I'd like to ask an upper bound $C_n$ such that $$ S_n(k):=n^{-k}\sum_{i=1}^{n-1}\binom{n}{i}i^k\leq C_n\cdot(1-1/n)^k $$ for all (sufficiently large) $k$. A naive upper bound is to replace all $i^k$ with $(n-1)^k$, which produces $$ S_n(k)\leq(2^n-2)\cdot(1-1/n)^k. $$ On the other hand, by only considering $i=n-1$ term one get $$ S_n(k)\geq n\cdot(1-1/n)^k. $$ I'd like to ask if one can get $C_n$ better than $2^n-2$ (namely, growth slower as $n\to\infty$)?
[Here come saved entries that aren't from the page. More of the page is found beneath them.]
PR #19146, opened 2026-09-08
feat(ai): copilot stop button

### LINKED ISSUE #19072: [2.0] AI Copilot - Add a stop button to an ongoing chat
### Feature description

While the AI Copilot is thinking, there is no stop button. This is common with things like Claude Desktop or Gemini to prevent waste of tokens or if it's clearly going the wrong way. The send button is greyed out but instead we could add a stop button instead?

Image

Avirup-001:
Closes https://github.com/kestra-io/kestra/issues/19072

---

### ✨ Description

While Copilot is thinking, Send was greyed out with no way to halt the turn. The composer now shows **Stop** button instead. Clicking it aborts the in-flight SSE request, marks the turn cancelled, and returns the thread to IDLE so the user can send again. Once the provider has emitted a first partial (and langchain4j has supplied a `StreamingHandle`), Stop also cancels that HTTP stream so further tokens are not generated. An early Stop before that first partial still abandons the turn, but the upstream request may keep running.

Stop also clears the global page loaders and skips the thinking-mark “turn finished” animation (that beat is for completion, not cancel). There is no new cancel endpoint — aborting the existing chat/confirm SSE is the signal.

Verified locally from the UI against a backend built from this branch: Send → Stop logged `Client disconnected; aborting turn` and the composer returned to Send. The logs are attached below..

### 🎨 Frontend Checklist

### 🛠️ Backend Checklist

- [x] Code compiles and tests pass for the touched modules (`./gradlew :webserver:test --tests "AgentOrchestratorTest"`)

### Recording

https://github.com/user-attachments/assets/75b65810-8f27-4d88-8f51-5f9f58dbb654

### Backend Logs
```
17:41:11.445 INFO  ai-agent-orchestrator_%d i.k.w.s.ai.agent.AgentOrchestrator Copilot thread 2jbQb01KRkHYGP3Cy4m5k0: model requested 1 tool call(s): [search_docs]
17:41:11.114 INFO  ai-agent-orchestrator_%d i.k.w.s.ai.agent.AgentOrchestrator Copilot thread 2jbQb01KRkHYGP3Cy4m5k0: calling tool 'search_docs' (kind=PLATFORM, family=READ)
17:41:12.859 INFO  ai-agent-orchestrator_%d i.k.w.s.ai.agent.AgentOrchestrator Copilot thread 2jbQb01KRkHYGP3Cy4m5k0: tool 'search_docs' returned ok (22682 chars)
17:41:12.169 DEBUG ai-agent-orchestrator_%d i.k.w.s.ai.agent.AgentOrchestrator Client disconnected; aborting turn for thread 2jbQb01KRkHYGP3Cy4m5k0
17:41:19.265 INFO  ai-agent-orchestrator_%d i.k.w.s.ai.agent.AgentOrchestrator Copilot thread 2jbQb01KRkHYGP3Cy4m5k0: model requested 1 tool call(s): [get_doc]
17:41:19.641 INFO  ai-agent-orchestrator_%d i.k.w.s.ai.agent.AgentOrchestrator Copilot thread 2jbQb01KRkHYGP3Cy4m5k0: calling tool 'get_doc' (kind=PLATFORM, family=READ)
17:41:20.486 INFO  ai-agent-orchestrator_%d i.k.w.s.ai.agent.AgentOrchestrator Copilot thread 2jbQb01KRkHYGP3Cy4m5k0: tool 'get_doc' returned ok (23898 chars)
17:41:22.072 INFO  default-eventLoopGroup-1-3 io.kestra.webserver.access 2026-09-08T17:41:18.089Z | POST /api/v1/main/ai/threads/2jbQb01KRkHYGP3Cy4m5k0/chat HTTP/1.1 | status: 200 | ip: 192.168.215.1 | length: 1524 | duration: 4474
```


MilosPaunovic (changes requested):
Thanks for picking this up. The shape of the change is right: no new cancel endpoint, aborting the existing `chat`/`confirm` `SSE` as the signal, and reusing the `CANCELLED` message type and `abortCancelled` plumbing that was already there. Reusing the existing `ai.copilot.cancelled` transcript line rather than inventing a new state was the right call.

I ran the following locally against the branch, all green: `./gradlew :webserver:test --tests "io.kestra.webserver.services.ai.agent.AgentOrchestratorTest"` (23/23), `vitest` over the touched and neighbouring unit specs (195/195), `vue-tsc` across the `design-system`, app and test projects, `eslint` on every changed `.ts`/`.vue`, and `node ui/scripts/translations/check-translations.mjs --scope oss`. The backend checklist item "Code compiles and tests pass for the touched modules" is unchecked but does pass, so you can tick it. I also ran `shouldAbortHungModelCallWhenClientDisconnects` five times in isolation and it was stable.

A few things to address before this goes in.

### 1. Send is re-enabled before the server has released the `thread`, so an immediate re-send `409`s

`ui/src/components/ai/copilot/useAiChat.ts:322-327`

The abort branch sets `status.value = "IDLE"` locally, so `canSend` flips true as soon as the `fetch` rejects. Server-side the `thread` row is only returned to `IDLE` by `abortCancelled` -> `finishTurn`, which is reached at the next `runLoop` checkpoint. Inside `callModel` that is bounded by the 50 ms poll, but a cancel that lands **while a tool is executing** waits for that tool to return, because the only check on that path is at the top of the next `runLoop` iteration. The log in your description shows `search_docs` at 1.7 s and `get_doc` at 0.8 s.

In that window `POST …/ai/threads/{id}/chat` reaches `tryMarkRunning(thread, mode, IDLE)`, gets an empty `Optional`, and throws `ConflictException` -> `409` -> `toErrorCode` -> `error.value = "turnInProgress"`.

Concretely: the user presses Stop while a tool is running (exactly the "it is clearly going the wrong way" case from https://github.com/kestra-io/kestra/issues/19072), types a corrected prompt within a second, and gets "a turn is already in flight" instead of a new turn.

The cheapest fix is a `sink.isCancelled()` check on the tool-dispatch path, so the window is bounded by the poll interval rather than by a tool's duration. Alternatively, do not flip to `IDLE` optimistically: re-`GET` the `thread` once after the abort and enable Send only when the server reports `IDLE`.

### 2. The new `instanceof Error` guard in `isAbortError` is a narrowing the tests cannot catch

`ui/src/components/ai/copilot/useAiChat.ts:448`

This changed from `(e as Error)?.name === "AbortError"` to `e instanceof Error && (…)`. A real abort surfaces as `DOMException("…", "AbortError")` out of `reader.read()`, and in current browsers `DOMException instanceof Error` is true, so production behaviour is fine today. But the guard is now realm-sensitive for no gain, since the only thing read off `e` is `.name`.

It is already false in this repo's own test environment. In `jsdom`, `new DOMException("Aborted", "AbortError") instanceof Error` evaluates to `false` (the prototype chain prints `DOMException -> Error -> Object`, but against a different `Error` intrinsic). If you swap the `useAiChat.spec.ts` mock's hand-built `Error` for the `DOMException` a browser actually throws, `cancel aborts a streaming turn, marks it cancelled, and returns to IDLE` fails with `expected 'generic' to be null`: Stop is reported as a generic error, no `CANCELLED` marker is pushed, and the end-gather animation plays after all. The new tests pass only because the mock patches `name` onto a plain `Error`.

Dropping `e instanceof Error &&` and keeping the name check removes the hazard and costs nothing.

While you are in there: `"CanceledError"` is axios's cancel name, and this path goes through the fetch-based `useClient()` facade, so that branch is dead.

### 3. Provider-stream cancellation is best-effort, and the timeout path never cancels at all

`webserver/src/main/java/io/kestra/webserver/services/ai/agent/AgentOrchestrator.java:493` and `:515`

`handle` is only populated from `PartialResponseContext`, `PartialThinkingContext` and `PartialToolCallContext`, so until the provider's first partial arrives it is null and `abortIfCancelled` cancels nothing. An early Stop, which is the common case, correctly abandons the turn but leaves the upstream request running.

For the `OSS` provider specifically: `langchain4j-google-ai-gemini` 1.18.1 only dispatches `onPartialResponse` and `onPartialThinking` with a handle, never `onPartialToolCall`. So a Gemini turn that goes straight to a tool call with no text or thinking preamble never yields a handle either. `shouldAbortHungModelCallWhenClientDisconnects` exercises precisely this no-handle path, since `hang()` never assigns `lastHandle`, so nothing in the suite covers the case.

Separately, the timeout branch does `future.cancel(true)` but never `handle.get().cancel()`, so a timed-out call keeps generating and billing tokens. Since https://github.com/kestra-io/kestra/issues/19072 is motivated by token waste, that is worth closing in the same change.

Could you also soften the claim in the description that Stop "cancels the provider HTTP stream so further tokens are not generated"? It holds only once a partial carrying a handle has arrived.

### 4. `en.json` picked up unrelated reformatting

`ui/src/translations/en.json`

The file lost its trailing newline (`develop` ends `0a`, the branch ends `}`) and the `state_history` block was re-indented from 8 spaces to 6, which is 14 diff lines unrelated to the Stop button. That signature is `JSON.stringify(obj, null, 2)` rather than a write through `ui/scripts/translations/files.ts:writeIfChanged`, which exists specifically to keep the tooling formatting-neutral (see https://github.com/kestra-io/kestra/issues/17823). No `CI` gate catches it: `Translations - Key parity, placeholders and drift` is green.

Please restore the newline and revert the `state_history` block so the diff is just the one new `ai.copilot.stop` key.

### Worth considering, not blocking

- **Push-based cancel instead of polling.** `FluxTurnEventSink` already receives a push signal via `emitter.onCancel` and narrows it to a volatile boolean. A `TurnEventSink.onCancel(Runnable)` hook would let `callModel` register `handle.cancel()` plus the future completion directly, making Stop instant and removing the loop, `MODEL_CANCEL_POLL_MS` and the 50 ms worst-case latency. To be clear, the current loop is not a busy-wait: `future.get(waitMs)` wakes on completion, so a normal turn pays no added latency. The cost is roughly 20 wakeups per second per in-flight turn.
- `client-facade.ts:225`: the comment says "without this the NProgress `requestsCompleted` bump never runs and the loading indicator stays stuck", but the sibling `kestraHttp.ts` change opts every `stream()` call out of `NProgress` entirely, so that bump is now deliberately skipped. The catch itself is correct (error-interceptor parity with `axiosLikeRequest`); only the stated reason is stale.
- The timeout `IllegalStateException` lost its `TimeoutException` cause.
- The `onPartialThinking` and `onPartialToolCall` overrides no longer delegate to their single-argument counterparts the way the interface defaults do. No behaviour change today, since neither is implemented, but a future `onPartialThinking(PartialThinking)` implementation would be silently dead.
- After Stop the composer re-enables but is not focused. `onReject` already does `footerComposer.value?.focus()` for the same "hand control back so the user can keep typing" beat, so wiring the same thing into the stop handler would match.
- `shouldAbortHungModelCallWhenClientDisconnects` races the class-wide `PT1S` `kestra.ai.agent.model-call-timeout`: the cancel has to cross a freshly started single-thread executor and be observed by a 50 ms poll before the deadline, otherwise the assertion flips to the timeout path. The margin is large and it was stable over five local runs, so this is only a note.

### Scope notes

No `EE` companion `PR` is needed. `EE` overrides only `CopilotThreadControls.vue`, `CopilotThreadList.vue`, `useAiThreads.ts` and `appDraftActions.ts` under `ui-ee/src/override/components/ai/copilot/`, and the `EE` `AiAgentController` adds only `resolveUserId` and thread listing. `ui-ee/src/main.ts` imports `setupKestraHttp` from the `OSS` source directly, so the `NProgress` change carries over. `ai.copilot.stop` is an `OSS` key, so no `ee_translations` entry is required. `ui-ee/tests/e2e/ai-copilot-tools.spec.ts` does drive `[data-test="copilot-send"]`, which now leaves the `DOM` while streaming rather than only being disabled, but it clicks Send only before the turn starts and its mocked `SSE` resolves immediately, so it is unaffected.

One thing to be aware of for `EE`: it ships ten providers, and for any whose `langchain4j` module supplies no `StreamingHandle`, Stop degrades to "turn abandoned, upstream request keeps running". The null checks handle that correctly, so it is graceful, just worth knowing.

On backporting: all six touched files exist on `releases/v2.0.x` and are currently identical to `develop`, so this cherry-picks cleanly, and the issue is tagged `[2.0]`. `releases/v1.3.x` has none of them, so 1.3 is out of scope.

@ammeek this is also worth a look from you on the backend side. The `StreamingHandle` capture in `abortIfCancelled` and the rework of `callModel`'s bounded wait into a polling loop are the parts I would most want a second pair of eyes on.

webserver/src/main/java/io/kestra/webserver/services/ai/agent/AgentOrchestrator.java
ammeek, line 330: We need to check if the sink is canceled between tool requests to prevent a chain of tool request running after the sink has been canceled.

ammeek (changes requested):
Thank you for the pull request @Avirup-001. All looks good to me other than a very small change around tool executions.

webserver/src/main/java/io/kestra/webserver/services/ai/agent/AgentOrchestrator.java
Avirup-001: the tool loop now checks sink.isCancelled() between requests (and after the batch) so a cancelled sink cannot run the rest of the chain.

Avirup-001:
@MilosPaunovic

• Tool-dispatch now checks sink.isCancelled() so Stop does not start the next tool. An in-flight catalog.dispatch() still has to return; that is the cheap-fix tradeoff.

• isAbortError is a .name === "AbortError" check again. The axios CanceledError branch is gone, and the spec now rejects with DOMException("Aborted", "AbortError").

• Timeout and interrupt call cancelProviderStream on the captured handle. Early Stop before the first partial remains best-effort. The description has been updated to match.

• en.json now differs from develop only by the ai.copilot.stop key. Trailing newline and state_history indent are restored.

• Also applied the nits: NProgress comment, TimeoutException cause, single-arg delegation for onPartialThinking / onPartialToolCall, and composer focus after Stop.

webserver/src/main/java/io/kestra/webserver/services/ai/agent/AgentOrchestrator.java
MilosPaunovic: If you've addressed any of the requested changes from the PR review, @Avirup-001, make sure to click the `Resolve conversation` button for that particular change to signal to the reviewer that you've completed what was requested.

MilosPaunovic (changes requested):
Round 2 on `3bfc864`. Verified locally: `./gradlew :webserver:test --tests "io.kestra.webserver.services.ai.agent.AgentOrchestratorTest"` 24/24, the touched `vitest` specs 195/195, `eslint` clean, `node ui/scripts/translations/check-translations.mjs --scope oss` passing.

Four things still open, the first of which is new and is a data-corruption bug.

### 1. The cancel guard in `executeTool` leaves a dangling `TOOL_CALL` that breaks the `thread` permanently

`webserver/src/main/java/io/kestra/webserver/services/ai/agent/AgentOrchestrator.java:376`

`runLoop` persists the call row at `:344` (`threadManager.appendToolCall`) and only then calls `executeTool` at `:361`. The new guard at `:376` returns before `catalog.dispatch`, so no `TOOL_RESULT` row is ever written for that call. The race window is `parseArguments` + `catalog.byName` + that `DB` insert - milliseconds, but a real disconnect arrives on a Netty thread while the turn runs on a virtual thread, so it is genuinely reachable.

I reproduced it with a probe sink whose `isCancelled()` flips exactly between the batch-loop check at `:331` and the `executeTool` check at `:376`. The persisted transcript comes out as:

```
ROW TEXT       toolCallId=-
ROW TOOL_CALL  toolCallId=c1
ROW CANCELLED  toolCallId=-
```

No `TOOL_RESULT`. `ChatMessageAdaptor.project` has no pairing guard - it turns every `TOOL_CALL` row into an `AiMessage` carrying a `ToolExecutionRequest`, and only emits a `ToolExecutionResultMessage` for `TOOL_RESULT` rows. So the next turn on that `thread` projects to:

```
PROJECTED UserMessage
PROJECTED AiMessage REQUESTS=[c1]
```

an assistant turn whose tool call has no response. Gemini and OpenAI both reject that shape, and because the projection is rebuilt from the durable log on every turn, the `thread` stays broken for good - New chat is the only way out.

`resumeHeldAction:245` is the same class: the held action's `TOOL_CALL` is persisted at `:344` before `suspendForAction`, and the new guard aborts without writing a result for it.

The `:376` guard is also redundant with the batch-loop check at `:331`, which runs a few statements earlier, so the simplest fix is to drop it and let `:331` carry the intent (the tool-chain concern this was added for is already covered by `:331` and `:364`). If you would rather keep it, write a cancelled tool result before returning so the pair is closed, or move `appendToolCall` inside `executeTool` after the check. Either way `resumeHeldAction:245` needs the same treatment.

Worth adding regardless: a defensive pairing guard in `ChatMessageAdaptor.project` that drops a `TOOL_CALL` with no matching `TOOL_RESULT`. That turns any future occurrence of this into a lost tool call rather than a dead `thread`, and it heals threads that have already hit it - the same reasoning as the existing "never replay an empty assistant turn" guard a few lines above it.

### 2. The composer focus in `onStop` never lands

`ui/src/components/ai/copilot/CopilotChat.vue:405`

`cancel()` only calls `abort.abort()`. `streaming` and `canSend` flip later, when the abort rejection reaches `runStream`'s `finally`. So at `nextTick` the textarea still has `:disabled="disabled"` set, and `HTMLElement.focus()` on a disabled `<textarea>` is a no-op.

Mounting `CopilotChat` with `attachTo: document.body`, `streaming` true, and emitting `stop` leaves `document.activeElement` on `BODY`. Same result when `cancel` flips `streaming`/`canSend` in a microtask, which is the realistic ordering - `nextTick` still resolves first.

`onReject` works because it `await`s the whole `confirm()` turn before focusing. The equivalent here is to focus on the transition rather than immediately: watch `canSend` and focus once it goes true after a stop.

### 3. The frontend still returns to `IDLE` optimistically

`ui/src/components/ai/copilot/useAiChat.ts:322`

The backend window is smaller now that the rest of the chain is skipped, but `catalog.dispatch` for the tool already in flight still has to return before `abortCancelled` runs, and the composer re-enables the moment the `fetch` rejects. A prompt sent inside that window still reaches `tryMarkRunning(thread, mode, IDLE)`, gets an empty `Optional`, and comes back as `409` -> `turnInProgress`.

### 4. The provider stream still cannot be cancelled before the first partial

`handle` is populated only from `PartialResponseContext` / `PartialThinkingContext` / `PartialToolCallContext`, so a Stop pressed before the provider's first partial has nothing to cancel and the upstream request runs on. That is a `langchain4j` 1.18.1 limitation rather than something to fix here, but the description still states that Stop "cancels the provider HTTP stream so further tokens are not generated" without qualification - please soften that line.

### Minor

The backend checklist item "Code compiles and tests pass for the touched modules" is still unchecked. It passes - 24/24 locally on this head - so you can tick it.

@ammeek flagging you again since item 1 falls out of the tool-loop guard you asked for, and the fix is a backend call.

Avirup-001:
@MilosPaunovic

• Dropped the executeTool cancel guard. The batch-loop check still skips later tools; an in-flight catalog.dispatch() still has to return (same cheap-fix tradeoff), but the pair is always closed. resumeHeldAction writes a cancelled TOOL_RESULT before aborting, so a confirmed mutate does not run after Stop. ChatMessageAdaptor.project now drops a TOOL_CALL with no matching TOOL_RESULT (a pending PROPOSED_ACTION still counts as paired, so confirmation resume is intact).

• onStop no longer focuses on nextTick. It sets a flag; we watch canSend and focus once it goes true, after the textarea is re-enabled.

• Stop no longer flips IDLE locally. streaming clears (Stop goes away) but status stays RUNNING, so canSend stays false. We GET the thread and poll until the server reports it is no longer RUNNING, then re-enable Send. reset / loadThread cancel that wait so it cannot overwrite a newer conversation.

• Description softened: Stop cancels the provider HTTP stream only once langchain4j has given us a StreamingHandle (first partial). An early Stop still abandons the turn, but the upstream request may keep running.

Backend checklist item is ticked.

MilosPaunovic (changes requested):
Round 3 on `6f16e369`.

### The red `Frontend - Tests` is not yours

`tests/unit/override/components/flows/Actions.spec.ts` fails 11/11 on the shared-state guard (`2 teleported popper node(s) left behind`). I ran that spec three ways with identical tooling:

| Tree | Result |
|---|---|
| this `PR` head alone (`6f16e369`) | 11/11 pass |
| `origin/develop` alone | 11/11 fail |
| this `PR` head merged with `origin/develop` (what `CI` builds) | 11/11 fail |

Nothing on this branch touches flows or that spec, so it only arrives through the `CI` merge. It is a `develop`-side breakage and will clear on its own; no action needed here.

For the rest, verified locally at this head: `./gradlew :webserver:test` for `AgentOrchestratorTest` + `ChatMessageAdaptorTest` 31/31, the touched `vitest` specs 198/198, `eslint` clean, `node ui/scripts/translations/check-translations.mjs --scope oss` passing.

Two things still open on the new idle wait, plus one non-blocking note.

### 1. `awaitServerIdle` polls without a bound, and survives unmount

`ui/src/components/ai/copilot/useAiChat.ts`

The loop is `for(;;)` with a 100 ms `setTimeout` and no attempt cap or deadline. Its only exits are a generation bump (`reset`/`loadThread`), a thread-uid change, a non-`RUNNING` status, or a 404. Every other failure is swallowed by the `catch` and retried, so a backend restart, a 500, or a dropped connection during a Stop turns into a permanent 10 requests/second poll - and the composer never re-enables, because `status` stays `RUNNING` the whole time.

A thread that is genuinely stuck `RUNNING` behaves the same way: `AiThreadManager` has no scheduled reaper, so nothing ever moves that row back to `IDLE` and the loop runs for the life of the page.

`onBeforeUnmount(cancel)` does not stop it either. `cancel()` only calls `abort?.abort()`, and `abort` is already `null` by the time the wait starts - `runStream`'s `finally` clears it before the `if (waitForServerIdle)` block runs. So navigating away from the copilot mid-Stop leaves the loop polling.

Please bound it: an attempt cap or a deadline, then fall back to setting `IDLE` locally, and make unmount stop it (bumping `idleWaitGeneration` from an `onScopeDispose`/teardown would be enough). A small backoff between attempts would also be kinder than a flat 100 ms - a Stop during a 1.7 s `search_docs` already costs ~17 `GET`s.

### 2. Adopting the server status verbatim can wedge the composer

Same file. `if (data.status !== "RUNNING") { status.value = data.status; return }` will adopt `AWAITING_CONFIRMATION`, but `pendingConfirmation` is still `null` at that point. The result is `canSend` false, no `ProposedActionCard` rendered, and no Stop button - a dead composer whose only exit is New chat.

It is reachable when the abort lands between `markAwaiting` and the `proposed_action` / `done` emits in `suspendForAction`; both emits are dropped on a cancelled `FluxSink`, so the client never learns there is a proposal, while the row says `AWAITING_CONFIRMATION`.

`awaitServerIdle` already has the `ThreadDetail` in hand, and it carries `pendingConfirmationId` and `messages` - so it can rebuild the proposal the way `loadThread` does. Alternatively, only adopt `IDLE` and leave anything else to a reload.

### 3. One poisoning path still slips past the projection guard (non-blocking)

The `PROPOSED_ACTION` carve-out in `pairedToolCallIds` is correct and necessary - `resume` projects at `AgentOrchestrator.java:176`, before `resumeHeldAction` appends the result, so dropping the held call there would hand the provider a result with no preceding call, which is rejected just the same. No change wanted to that.

The residual is that `failTurn` calls `resetToIdleIfExists` without closing the pending call. So any throw inside `resume` before that append - `catalog.byName(held.name()).orElseThrow()` when a tool was removed between the proposal and the confirm, for example - leaves the `thread` `IDLE` with an unpaired `TOOL_CALL` that the carve-out lets through, and every later turn on it fails at the provider.

Narrow, and strictly better than before this `PR`, so I would not block on it. The fix is the same shape as the new cancel path at `:243`: append a failed result for the pending action before resetting to `IDLE`. Happy for it to be a follow-up if you would rather keep this `PR` focused.

Avirup-001:
@MilosPaunovic 

• awaitServerIdle is bounded: 10s deadline then local IDLE, backoff 100ms → 1s, and onScopeDispose bumps the generation so unmount stops the poll.

• AWAITING_CONFIRMATION from that GET no longer sets status alone. It applies the thread detail and rebuilds the proposal the same way loadThread does, so the confirm card is there.

• Item 3 (failTurn leaving an unpaired TOOL_CALL on resume) left as a follow-up, as you suggested.

MilosPaunovic (approved):
Round 4 on `b4fcff22`. Everything from the last round is handled, and I am happy with this.

Verified locally: `./gradlew :webserver:test` for `AgentOrchestratorTest` + `ChatMessageAdaptorTest` 31/31, the copilot and http `vitest` specs 252/252 (including `Actions.spec.ts`, now that https://github.com/kestra-io/kestra/pull/19459 has fixed it on `develop`), `eslint` clean, `node ui/scripts/translations/check-translations.mjs --scope oss` passing. I could not get a meaningful `vue-tsc` signal locally - plain `origin/develop` reports the same `TS7006` family in `kestraHttp.ts` and `main.ts` with my locally built `kestra-sdk` dist, so it is the dist rather than either tree.

One thing to note on the `PR` itself: only `Codespell` has reported on this head. The main `Pull Request Workflow` is still pending a maintainer approving the fork run, so please make sure that goes green before merging - my local runs are a stand-in, not a substitute.

Three small things I am deliberately not blocking on:

- The 10 s deadline in `awaitServerIdle` is only evaluated between requests, and `client.get` carries no timeout or abort signal. A `GET` that hangs open therefore blocks the loop past the deadline and leaves the composer disabled. Passing an `AbortSignal` with a timeout would close it, but it is a narrow case now that every other failure is bounded.
- Once the deadline passes, the frontend reports `IDLE` while the server may still be `RUNNING`, so a prompt sent in that window still comes back `409` / `turnInProgress`. I think that is the right trade - a visible error beats a composer that never re-enables - just flagging that it is the remaining shape of the original race.
- `failTurn` still calls `resetToIdleIfExists` without closing a pending `PROPOSED_ACTION`, so the carve-out in `pairedToolCallIds` lets that one unpaired `TOOL_CALL` through. Same cheap fix as the cancel path, and fine as a follow-up.

I also checked this against the copilot work that landed on `develop` in the meantime (https://github.com/kestra-io/kestra/pull/19330 and https://github.com/kestra-io/kestra/pull/19382): the composer's Stop/Send pair merges cleanly after the mic button, and `applyThreadDetail` rebuilding the transcript does not disturb the diff-preview state, since `dismissedDraftIds` and `appliedDraftIds` are `draftId`-keyed sets held outside `messages`.

On backporting: this wants a `releases/v2.0.x` companion, and `releases/v1.3.x` is not applicable (none of the touched files exist there). Heads up that the 2.0 cherry-pick will not be clean - `CopilotChat.vue` and `CopilotComposer.vue` have diverged between `develop` and 2.0, though `useAiChat.ts`, `kestraHttp.ts`, `client-facade.ts`, `AgentOrchestrator.java` and `ChatMessageAdaptor.java` are still identical on both.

I notice that $$ \sum_{i=1}^{n-1}\binom{n}{i}i^k=\left(X\frac{\mathrm d}{\mathrm dX}\right)^k \big((1+X)^n-1-X^n\big)\bigg|_{X=1}. $$ But I failed to find a way to produce an upper bound from this.
Any suggestions?
EDIT: It turns out that I have asked a stupid question. It is equivalent to ask an upper bound of $$ C_n(k):=(n-1)^k\sum_{i=1}^{n-1}\binom{n}{i}i^k =\sum_{i=1}^{n-1}\binom{n}{i}\left(\frac{i}{n-1}\right)^k $$ for either (i) all $k\geq 0$ or (ii) for sufficiently large $k$. It's clear that $C_n(k)$ decreases as $k$ increases. For (i) the $2^n-2$ cannot be improved since $C_n(0)=2^n-2$. For (ii) it's $n+\epsilon$ for any $\epsilon>0$ (here the "sufficiently large" depending on $n$ and $\epsilon$) since $\lim_{k\to\infty}C_n(k)=n$.
What estimation is useful in my application is still not clear to me. Perhaps choose a $k_0$ (independent of $n$) and ask a simple upper bound of $C_n(k_0)$?